Issue #2140, opened 2019-06-01
[Phishing.Database] Feeds for consideration


MikhailKasimov:
Hello!

Subj: https://github.com/mitchellkrogza/Phishing.Database/tree/master/phishing-domains/output/domains

MikhailKasimov:
ping -c1 @stamparm

MikhailKasimov:
All modern browsers gonna save the world: https://github.com/stamparm/maltrail/pull/3223

PR #2853, opened 2019-07-16
Update phishing.txt

MikhailKasimov:


stamparm:
Rationale behind listing all domains for "185.28.193.195"?

MikhailKasimov:
Alternatives?

stamparm:
I am only wondering why have you picked that same IP (185.28.193.195)?

MikhailKasimov:
Initially I checked links from https://twitter.com/521_maika/status/1077019453957668866 and then re-checked domains on VT, after then I checked the IP and then... picked up all other domains. NS-servers went to ```rogue_dns.txt``` (https://github.com/stamparm/maltrail/pull/2869/commits/5996a0996a8751305bad07be97eeb4b67ee88d8c)

stamparm:
As far as I remember, `rogue_dns` was created for "DNS hijacking" cases. Now you are telling me that also "phishing" related name servers are going there too?

stamparm:
Anyway, I would leave `rogue_dns` for DNS hijacking cases, as originally intended, while putting those "problematic" name servers into `phishing`.

MikhailKasimov:
50/50: if someone will change (hijack) DNS to ```phishing``` DNS, what is the difference? Phishing DNS is also an rogue. I can't see big difference here...

stamparm:
I can see this going wrongly in so many places. I've warned multiple times in previous occasions to not focus too much on "phishing". Browsers nowadays have a lightning-fast propagation of such domains. Also, Maltrail uses `openphish` feed which should be more than enough.

Marking tens of thousands of domains as "phishing" and DNS servers of their registrants as "rogue" won't give any added value to this project AS that fight is being fought at different fronts (e.g. browsers as mentioned).

Malware domains have a value. Malware is reminant in local networks and generates (e.g. DNS) trails for detection.

Phishing domains have a short (1 day) usability window - while browsers are doing a really good (ACTIVE vs Maltrail's PASSIVE) job in preventing access to those kind of domains

stamparm:
p.s. https://github.com/stamparm/maltrail/commit/034891dbe43f3b7142eb46e1008b56006f7b6f46

rogue

MikhailKasimov:
> I can see this going wrongly in so many places. I've warned multiple times in previous occasions to not focus too much on "phishing". Browsers nowadays have a lightning-fast propagation of such domains. 

Not all the time browsers highlights phishing, unfortunately (latency). That is the reason why I want to decrease this latency: if MT is installed on some gate, then to have the detection without concentrating on endpoint browsers.

>Also, Maltrail uses `openphish` feed which should be more than enough.

And #2140 , which is currently wiwth no reply.
> 
> Marking tens of thousands of domains as "phishing" and DNS servers of their registrants as "rogue" won't give any added value to this project AS that fight is being fought at different fronts (e.g. browsers as mentioned).
> 
> Malware domains have a value. Malware is reminant in local networks and generates (e.g. DNS) trails for detection.
> 
> Phishing domains have a short (1 day) usability window - while browsers are doing a really good (ACTIVE vs Maltrail's PASSIVE) job in preventing access to those kind of domains

Generally -- no problem at all to move DNS-trails to phishing. Yes, initially ```rogue_dns``` was designed to have detection for cases of hijacked routers, but I try to look wider and cover all cases of suspicious/malicious/phishing DNS-es regardless on are they a part of some real attack or potential attack. Again, no problem at all to bring phishing DNS-es from ```rogue_dns``` to ```phishing```. If yes, just put a phrase like ```yes, please, move them to phishing.```.

PR #3001, opened 2019-07-25
Add CNCERT/CC sinkhole IP

wesinator:


stamparm:
@wesinator looks like sinkhole, though, I can't find any info for it to be related to CNCERT. Can you just please pinpoint how did you connect that IP with CNCERT?

wesinator:
> @wesinator looks like sinkhole, though, I can't find any info for it to be related to CNCERT. Can you just please pinpoint how did you connect that IP with CNCERT?

http://183.236.2.18:8080 :)

image

stamparm:
Fair enough :)

PR #3027, opened 2019-07-27
Update ua.txt

MikhailKasimov:


stamparm:
I'll merge this, but I expect FPs here

MikhailKasimov:
Hope, they won't appear. It even will be interesting what exactly should trigger as FP.

PR #1418, opened 2019-01-30
Refactor constraint.c and other constrait related files

adizaimi:
Refactored a bit constraint.c functions to make them easier to understand
Moved structures local into constraint.c
Added wrappers to checking flags in record.c for adding record from schema and for checking has constraint


adizaimi:
Thank you Lingzhi.

PR #1421, opened 2019-02-01
PORTED: IS_ZERO_LSN should check (file == 0 && offset == 0)

ldennis:
(Ported from R6)


ldennis:
Thanks @akshatsikarwar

....................

* _Required work_
The data given before this task must be transcribed exactly and in full.

* _Exercise output_
Issue #2140, opened 2019-06-01
[Phishing.Database] Feeds for consideration


MikhailKasimov:
Hello!

Subj: https://github.com/mitchellkrogza/Phishing.Database/tree/master/phishing-domains/output/domains

MikhailKasimov:
ping -c1 @stamparm

MikhailKasimov:
All modern browsers gonna save the world: https://github.com/stamparm/maltrail/pull/3223

PR #2853, opened 2019-07-16
Update phishing.txt

MikhailKasimov:


stamparm:
Rationale behind listing all domains for "185.28.193.195"?

MikhailKasimov:
Alternatives?

stamparm:
I am only wondering why have you picked that same IP (185.28.193.195)?

MikhailKasimov:
Initially I checked links from https://twitter.com/521_maika/status/1077019453957668866 and then re-checked domains on VT, after then I checked the IP and then... picked up all other domains. NS-servers went to ```rogue_dns.txt``` (https://github.com/stamparm/maltrail/pull/2869/commits/5996a0996a8751305bad07be97eeb4b67ee88d8c)

stamparm:
As far as I remember, `rogue_dns` was created for "DNS hijacking" cases. Now you are telling me that also "phishing" related name servers are going there too?

stamparm:
Anyway, I would leave `rogue_dns` for DNS hijacking cases, as originally intended, while putting those "problematic" name servers into `phishing`.

MikhailKasimov:
50/50: if someone will change (hijack) DNS to ```phishing``` DNS, what is the difference? Phishing DNS is also an rogue. I can't see big difference here...

stamparm:
I can see this going wrongly in so many places. I've warned multiple times in previous occasions to not focus too much on "phishing". Browsers nowadays have a lightning-fast propagation of such domains. Also, Maltrail uses `openphish` feed which should be more than enough.

Marking tens of thousands of domains as "phishing" and DNS servers of their registrants as "rogue" won't give any added value to this project AS that fight is being fought at different fronts (e.g. browsers as mentioned).

Malware domains have a value. Malware is reminant in local networks and generates (e.g. DNS) trails for detection.

Phishing domains have a short (1 day) usability window - while browsers are doing a really good (ACTIVE vs Maltrail's PASSIVE) job in preventing access to those kind of domains

stamparm:
p.s. https://github.com/stamparm/maltrail/commit/034891dbe43f3b7142eb46e1008b56006f7b6f46

rogue

MikhailKasimov:
> I can see this going wrongly in so many places. I've warned multiple times in previous occasions to not focus too much on "phishing". Browsers nowadays have a lightning-fast propagation of such domains. 

Not all the time browsers highlights phishing, unfortunately (latency). That is the reason why I want to decrease this latency: if MT is installed on some gate, then to have the detection without concentrating on endpoint browsers.

>Also, Maltrail uses `openphish` feed which should be more than enough.

And #2140 , which is currently wiwth no reply.
> 
> Marking tens of thousands of domains as "phishing" and DNS servers of their registrants as "rogue" won't give any added value to this project AS that fight is being fought at different fronts (e.g. browsers as mentioned).
> 
> Malware domains have a value. Malware is reminant in local networks and generates (e.g. DNS) trails for detection.
> 
> Phishing domains have a short (1 day) usability window - while browsers are doing a really good (ACTIVE vs Maltrail's PASSIVE) job in preventing access to those kind of domains

Generally -- no problem at all to move DNS-trails to phishing. Yes, initially ```rogue_dns``` was designed to have detection for cases of hijacked routers, but I try to look wider and cover all cases of suspicious/malicious/phishing DNS-es regardless on are they a part of some real attack or potential attack. Again, no problem at all to bring phishing DNS-es from ```rogue_dns``` to ```phishing```. If yes, just put a phrase like ```yes, please, move them to phishing.```.

PR #3001, opened 2019-07-25
Add CNCERT/CC sinkhole IP

wesinator:


stamparm:
@wesinator looks like sinkhole, though, I can't find any info for it to be related to CNCERT. Can you just please pinpoint how did you connect that IP with CNCERT?

wesinator:
> @wesinator looks like sinkhole, though, I can't find any info for it to be related to CNCERT. Can you just please pinpoint how did you connect that IP with CNCERT?

http://183.236.2.18:8080 :)

image

stamparm:
Fair enough :)

PR #3027, opened 2019-07-27
Update ua.txt

MikhailKasimov:


stamparm:
I'll merge this, but I expect FPs here

MikhailKasimov:
Hope, they won't appear. It even will be interesting what exactly should trigger as FP.

PR #1418, opened 2019-01-30
Refactor constraint.c and other constrait related files

adizaimi:
Refactored a bit constraint.c functions to make them easier to understand
Moved structures local into constraint.c
Added wrappers to checking flags in record.c for adding record from schema and for checking has constraint


adizaimi:
Thank you Lingzhi.

PR #1421, opened 2019-02-01
PORTED: IS_ZERO_LSN should check (file == 0 && offset == 0)

ldennis:
(Ported from R6)


ldennis:
Thanks @akshatsikarwar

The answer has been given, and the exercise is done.